So I called AGR because my bonus points have not yet posted. They told me it would take up to 6 days after the buy-points post for the bonus points to post. I reminded them about the 72 hours it states on the site. They said that is only for the main points, not the bonus points.

I said others have received all ther points within a few days. He said that doesn't matter and I need to wait to the end of the 6 days before I can call back (which is tomorrow).

Grrrrr.


----------



## BeckysBarn

AAARGH! said:


> So I called AGR because my bonus points have not yet posted. They told me it would take up to 6 days after the buy-points post for the bonus points to post. I reminded them about the 72 hours it states on the site. They said that is only for the main points, not the bonus points.
> I said others have received all ther points within a few days. He said that doesn't matter and I need to wait to the end of the 6 days before I can call back (which is tomorrow).
> 
> Grrrrr.


I'm on the same boat train. Purchased on 03/03/10 & not posted yet. I'll be calling AGR tomorrow, too.


----------



## Bigval109

BeckysBarn said:


> AAARGH! said:
> 
> 
> 
> So I called AGR because my bonus points have not yet posted. They told me it would take up to 6 days after the buy-points post for the bonus points to post. I reminded them about the 72 hours it states on the site. They said that is only for the main points, not the bonus points.
> I said others have received all ther points within a few days. He said that doesn't matter and I need to wait to the end of the 6 days before I can call back (which is tomorrow).
> 
> Grrrrr.
> 
> 
> 
> I'm on the same boat train. Purchased on 03/03/10 & not posted yet. I'll be calling AGR tomorrow, too.
Click to expand...

Just got off the phone with agr and it appears that they are having some problems :blink: with the points posting. I brought my points on this pass wednesday and as of today none of my points have posted. Not the buy points nor the bonus points. :angry:


----------



## Bigval109

Bigval109 said:


> BeckysBarn said:
> 
> 
> 
> 
> 
> AAARGH! said:
> 
> 
> 
> So I called AGR because my bonus points have not yet posted. They told me it would take up to 6 days after the buy-points post for the bonus points to post. I reminded them about the 72 hours it states on the site. They said that is only for the main points, not the bonus points.
> I said others have received all ther points within a few days. He said that doesn't matter and I need to wait to the end of the 6 days before I can call back (which is tomorrow).
> 
> Grrrrr.
> 
> 
> 
> I'm on the same boat train. Purchased on 03/03/10 & not posted yet. I'll be calling AGR tomorrow, too.
> 
> Click to expand...
> 
> Just got off the phone with agr and it appears that they are having some problems :blink: with the points posting. I brought my points on this pass wednesday and as of today none of my points have posted. Not the buy points nor the bonus points. :angry:
Click to expand...

Good news after my call an hour ago  all my buy points plus bonus points have posted to my account  .


----------



## BeckysBarn

My 10K posted sometime after midnight (3/9/10). So that took 6 days for them to post. Now for the 3K bonus...


----------



## Shanghai

My points posted quickly but nothing on the bonus yet. It has been 5 days so far.

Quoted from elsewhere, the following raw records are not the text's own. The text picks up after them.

PR #527, opened 2020-07-13
Move reusable parsing subroutines into a common lib file/Lambda Layer

axmb:
Diff appears large, but it's mostly just moving code around.

The code being moved isn't optimal -- there are a number of things (in the API, and in Pythonicisms) that should be changed. As a Python expert I'm sure you'll have comments on it! Feel free to comment, or, it might simply be better to sync offline and for us to make changes in subsequent PR(s). And of course please do comment on anything that isn't a drag-and-drop.

There are a couple oddities (like the way parsers import the lib), that are mostly a function of the way AWS Lambda Layers work. The import shenanigans are specifically so that we can run pytest unit tests in addition to invoking the function locally via `sam local invoke`. [This post is a pretty good summary of what this change does](https://aws.amazon.com/blogs/compute/working-with-aws-lambda-and-lambda-layers-in-aws-sam/), albeit with node as the example runtime. In separate PRs, there are some things I'd like to tweak, including:

- Seeing if we can shove the dependencies (as in `requirements.txt`) to the Layer level (in lieu of per-parser).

I also have 850 points from Hilton Honors that Hilton advises they have sent to AGR,

but AGR has not posted to my account. I have called but still waiting for the points.


----------



## gercohen

gercohen said:


> My bonus from the 03/05 transaction posted Saturday, but no bonus points from the 03/03 transaction.
> 03/06/2010 Bonus Buy Points Bonus 150
> 
> 03/05/2010 Bonus Buy Points 500
> 
> 03/03/2010 Bonus Buy Points 3,000


my missing 900 point bonus posted this morning


----------



## RailFanLNK

My points posted on the 5th and the bonus 3000 points posted on the 6th.


----------



## amamba

Where are you guys seeing this offer to get the 30% bonus points? I have been wavering but I think I am gonna buy them now so I can get the 5 upgrade coupons.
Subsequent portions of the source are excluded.